I would only run it to get the temp down, then shut it off. It should actually handle the surge too, as it is very brief, thou it will not have to. You correct, its a 20hr rating, I think the 5 hour rating is 640AH, so running 3 hours should pose no issues, if that long. Also on a very sunny day with 1500 watts of solar, it may have enough power to run the AC non-stop. Will have to see... I could go to 2000watts with not much issue.


jerryrlitton said:


> Personally I would not have an AC unit on my boat. Way too much trouble and expense. Don't get me wrong though, I enjoy comfort as much as the next person. This works for me...
> Keeps the heat off and if you have just a little bit of breeze you are nice and cool. Cheaper and your neighbors will love you for it.the only drawback is it takes some time to remove and stow them properly. Well worth the price and effort. This picture was taken the day I bought the boat.


I used some last year over the deck as the old AC was not working well. I found the effect minimal at best. We have teak decks, and not as many fans as we should.... yet.


Jetexas said:


> I installed a new 12,000 btu Flagship Marine unit in February 2014. Has worked great so far.

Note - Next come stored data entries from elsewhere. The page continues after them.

PR #231, opened 2021-07-21
Fix a typo in VideoEncoder_TEST.

mahiuchun:
The same typo is also in `ign-common4` and `main` branches.

### DIFF
--- a/av/src/VideoEncoder_TEST.cc
+++ b/av/src/VideoEncoder_TEST.cc
@@ -32,9 +32,33 @@ class VideoEncoderTest : public common::testing::AutoLogFixture
 };
 
 /////////////////////////////////////////////////
-TEST_F(VideoEncoderTest, StartStop)
+TEST_F(VideoEncoderTest, StartStopDefault)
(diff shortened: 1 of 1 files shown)


mahiuchun:
Looks like `mpg` rather than `mp4` passes in the CI, is this the right behavior though?

scpeters:
> Looks like `mpg` rather than `mp4` passes in the CI, is this the right behavior though?

I see why you made this change, but it causes the test to fail. I don't understand the code well enough to say why

mjcarroll:
> I see why you made this change, but it causes the test to fail. I don't understand the code well enough to say why

I agree that the change is correct, but the failure is very strange.

mjcarroll:
The issue here was that the test was calling `Start` twice without a `Stop` or `Reset` in between the two `Start` calls.  I have added some more comprehensive tests to test default, `mpg`, and `mp4` encoding, as well as testing the multiple `Start` case.

chapulina (approved):

PR #237, opened 2021-08-06
Suggestion to #227: More data race fixes

azeey:
# 🦟 Bug fix

## Summary
I ran the `PERFORMANCE_logging` test under TSAN and found more data races. One deals with `std::localtime`, which apparently is not thread-safe as it returns a pointer to an internal static object. The others deal with the fact that the `Buffer` class has a `std::string` member inherited from `std::stringbuf` and it (the string) also needs synchronization.

I put the mutex as a member in `Buffer` since it's needed in two functions. This means that each console stream (i.e. ignmsg, ignwarn, etc) gets its own mutex. It turns out we don't really need to synchronize on the `stdout` or `stderr` 
According to https://timsong-cpp.github.io/cppwp/n3337/iostream.objects#overview-4, accessing `stdout` or `stderr` from multiple threads should not cause a data race, so we don't need a global mutex for them. It does say we should synchronize if we want to avoid interleaved messages, but since we write the `prefixString` and the main message separately, we wouldn't be able to avoid interleaved messages even with global synchronization.

## Checklist
- [ ] Added tests

### DIFF
--- a/include/ignition/common/Console.hh
+++ b/include/ignition/common/Console.hh
@@ -206,7 +206,7 @@ namespace ignition
                    /// \brief Level of verbosity
                    public: int verbosity;
 
-                   /// \brief Mutex to syncronize writes to the string buffer
+                   /// \brief Mutex to synchronize writes to the string buffer
                    /// and the output stream.
                    public: std::mutex syncMutex;
                  };
--- a/include/ignition/common/Console.hh
+++ b/include/ignition/common/Console.hh
@@ -183,6 +183,13 @@ namespace ignition
                    /// \brief Destructor.
                    public: virtual ~Buffer();
 
+                   /// \brief Writes _count characters to the string buffer
+                   /// \param[in] _char Input rharacter array.
+                   /// \param[in] _count Number of characters in array.
+                   /// \return The number of characters successfully written.
+                   public: virtual std::streamsize xsputn(
+                        const char *_char, std::streamsize _count) override;
+
                    /// \brief Sync the stream (output the string buffer
                    /// contents).
                    /// \return Return 0 on success.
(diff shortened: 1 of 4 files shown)


include/ignition/common/Console.hh
```diff
@@ -267,6 +278,7 @@ namespace ignition
       /// \brief A custom prefix. See SetPrefix().
       private: static std::string customPrefix;
       IGN_COMMON_WARN_RESUME__DLL_INTERFACE_MISSING
+
```
ahcorde, line 281:
```suggestion
```

ahcorde (changes requested):

include/ignition/common/Console.hh
```diff
@@ -183,6 +183,13 @@ namespace ignition
                    /// \brief Destructor.
                    public: virtual ~Buffer();
 
+                   /// \brief Writes _count characters to the string buffer
+                   /// \param[in] _char Input rharacter array.
+                   /// \param[in] _count Number of characters in array.
+                   /// \return The number of characters successfully written.
+                   public: virtual std::streamsize xsputn(
```
mjcarroll, line 190: I believe that `sync` below also needs to be marked override to make macos happy.

include/ignition/common/Console.hh
```diff
@@ -198,6 +205,10 @@ namespace ignition
 
                    /// \brief Level of verbosity
                    public: int verbosity;
+
+                   /// \brief Mutex to syncronize writes to the string buffer
```
ahcorde, line 209:
```suggestion
                   /// \brief Mutex to synchronize writes to the string buffer
```

ahcorde (changes requested):

mjcarroll (approved):

ahcorde (approved):

PR #297, opened 2022-01-25
Miscellaneous cleanup of Events API

mjcarroll:
There were two issues with the Events API:

1. There were several places where we were using `const primitive` arguments to functions. https://clang.llvm.org/extra/clang-tidy/checks/readability-avoid-const-params-in-decls.html
2. There were several places where we marked a `SetXXX` function as `const` where we mutated internal data, breaking const-correctness.

These are split in two commits for easier review.

### DIFF
--- a/events/include/ignition/common/Event.hh
+++ b/events/include/ignition/common/Event.hh
@@ -53,7 +53,7 @@ namespace ignition
 
       /// \brief Set whether this event has been signaled.
       /// \param[in] _sig True if the event has been signaled.
-      public: void SetSignaled(const bool _sig);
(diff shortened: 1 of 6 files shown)


mjcarroll:
Test failures are flakes:

- macOS action: `PERFORMANCE_plugin_specialization`
- `codecov` dropped by 0.01%

iche033:
I can't reproduce the `PERFORMANCE_plugin_specialization` test failure and I think it is unrelated to the changes in this PR

iche033 (approved):

PR #299, opened 2022-01-25
Utilize ImplPtr for Timer

mjcarroll:
Updates the Timer class to use the ImplPtr pattern.

I also noticed that there was no coverage, so I added a few unittests.


ahcorde (approved):

src/Timer_TEST.cc
```diff
@@ -0,0 +1,83 @@
...
+/////////////////////////////////////////////////
+TEST(Timer_TEST, Elapsed)
+{
+  ignition::common::Timer t;
+  t.Start();
+  std::this_thread::sleep_for(std::chrono::milliseconds(50));
+  t.Stop();
+
+  // Loose margin just to make sure it is close without being flaky
+  EXPECT_NEAR(0.05, t.ElapsedTime().count(), 0.01);
```
ahcorde, line 54: https://github.com/ignitionrobotics/ign-common/runs/4942752187?check_suite_focus=true

ahcorde (changes requested):

src/Timer_TEST.cc
mjcarroll: Well, I thought that would be wide enough for any flakiness.  Maybe need to eliminate any time-based if the macOS actions are that bad.

mjcarroll: Changed to just make sure elapsed time is more than 0.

Its good to hear good feedback, but I heard too much bad, all over the internet. I also heard they were re-branding AC units made by ocean breeze, when I asked them, they acted like they never heard of it.
The big reasons I passed is because I heard reports they were very loud, they only have a 1 speed fan, no reverse cycle heat, quite expensive new, not enough dealers in the network, bad reviews on warranty repairs, including refusals, and several fan failures, an item that is very hard to replace on their unit.
I went with a webasto FCF 16,000. The only thing I do not like is the lack of fill ports. I saw one running at miami boat show. It was so quiet I thought it was turned off, and just the fan was running. The salesguy had me put my hand on the compressor to confirm it was running, and the air coming out was cold. I was impressed. With a ton of shopping around I found a company selling the units with free shipping for $1100. I should have it the middle of next month.
For projects I am running a new power wire for it, rerouting the pump and strainer, running a new pump wire, and maybe a new thruhull exit. I hope this new unit will really kick out some cold air with very little noise, and you will have a full report from me as time goes on, with an install video.
Thanks for the input on the flagship unit.


----------



## Minnewaska (Feb 21, 2010)

UnionPacific said:


> ....You correct, its a 20hr rating, I think the 5 hour rating is 640AH, so running 3 hours should pose no issues, if that long. ......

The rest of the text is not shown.